• PROMPT: Where the word "used" occurs in a line of the data, return the whole line.

Segment Start: INPUT

PR #288, opened 2024-03-09
add support for PBKDF2 for passphrases

chrisccoulson:


internal/pbkdf2/pbkdf2.go
```diff
@@ -0,0 +1,145 @@
...
+	benchmarkSalt = []byte("0123456789abcdefghijklmnopqrstuv")
+)
+
+var timeExecution = func(params *Params) time.Duration {
+	start := time.Now()
+	if _, err := Key(benchmarkPassword, benchmarkSalt, params, uint(params.HashAlg.Size())); err != nil {
+		panic(err)
+	}
+	return time.Now().Sub(start)
+}
```
pedronis, line 45: this bit of code in itself is not reached by tests

internal/pbkdf2/pbkdf2.go
```diff
@@ -0,0 +1,145 @@
...
+func Key(passphrase string, salt []byte, params *Params, keyLen uint) ([]byte, error) {
+	switch {
+	case params == nil:
+		return nil, errors.New("nil params")
+	case params.Iterations > math.MaxInt:
+		return nil, errors.New("too many iterations")
+	case !params.HashAlg.Available():
+		return nil, errors.New("unavailable digest algorithm")
+	case keyLen > math.MaxInt:
+		return nil, errors.New("invalid key length")
```
pedronis, line 142: isn't there anything to check between keyLen and HashAlg?

pedronis (commented):
did a pass, couple of remarks/questions

internal/pbkdf2/pbkdf2.go
chrisccoulson: I've added a test that doesn't mock this now.

internal/pbkdf2/pbkdf2.go
chrisccoulson: There isn't really any need to do that - one could use any hash algorithm to produce a key of any length, eg, if you request a key of 64 bytes with SHA-256 as the digest and 10000 iterations, it runs 10000 iterations twice to produce 2 blocks of 32-bytes and there's nothing in the design of PBKDF2 that disallows this.

pedronis (approved):
thanks

PR #289, opened 2024-03-09
add PIN support to KeyData

chrisccoulson:


ZeyadYasser (commented):
Are we missing `NewTPMPINProtectedKey` helper or is it planned to land along with  unlocking support in a future PR?

keydata.go
```diff
@@ -512,6 +594,26 @@ func (d *KeyData) updatePassphrase(payload, oldAuthKey []byte, passphrase string
...
+	handle, err := handlerInfo.handler.ChangeAuthKey(d.platformKeyData(), oldAuthKey, authKey, platformContext)
+	if err != nil {
+		return err
+	}
+
+	d.data.PlatformHandle = handle
+	return nil
+}
+
 func (d *KeyData) openWithPassphrase(passphrase string) (payload []byte, authKey []byte, err error) {
```
pedronis, line 617: there is no openWithPIN because there is no extra encryption with PINs, right?

pedronis (commented):
did a pass, couple of comments/questions

keydata.go
chrisccoulson: That's right - the PIN derived key is only used for authentication.

pin.go
```diff
@@ -0,0 +1,152 @@
...
+			}
+			dst[dstI] = b
+			dstI -= 1 // Move on to the next destination byte.
+			b = 0
+		}
+
+		srcI -= 1 // Move on to the next source byte.
+	}
+
+	if dst[0] == 0x80 {
```
pedronis, line 147: can you add a comment about this case

pedronis (commented):
did another pass, couple of comments

pedronis (approved):
+1

PR #290, opened 2024-03-10
argon2: use a fixed key length for benchmarking

chrisccoulson:
The key length has a negligible effect on the execution time, so use
a fixed key length of 32 bytes for benchmarking.

Note that this keeps the keyLen argument to KDFOptions.deriveCostParams
as this is going to become an interface in a future PR, where the key
length will be used to select the default PBKDF2 hash.


pedronis (approved):
thanks

PR #291, opened 2024-03-13
argon2: refactor API to prepare for PBKDF2 support for passphrases

chrisccoulson:
This renames the existing KDFOptions, KDFCostParams and KDF types to
Argon2Options, Argon2CostParams and Argon2KDF in preparation for
the introduction of PBKDF2 support for passphrases in another PR, which
will use a new options implementation. Both options implementations will
implement a new interface (KDFOptions).

As PBKDF2 won't be abstracted like Argon2 is because it doesn't use lots
of memory, also remove the kdf argument from functions that take them.
Instead, have a process wide Argon2KDF implementation, set by calling
SetArgon2KDF.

Segment End: INPUT

• EXERCISE RESULT:
chrisccoulson: That's right - the PIN derived key is only used for authentication.
length will be used to select the default PBKDF2 hash.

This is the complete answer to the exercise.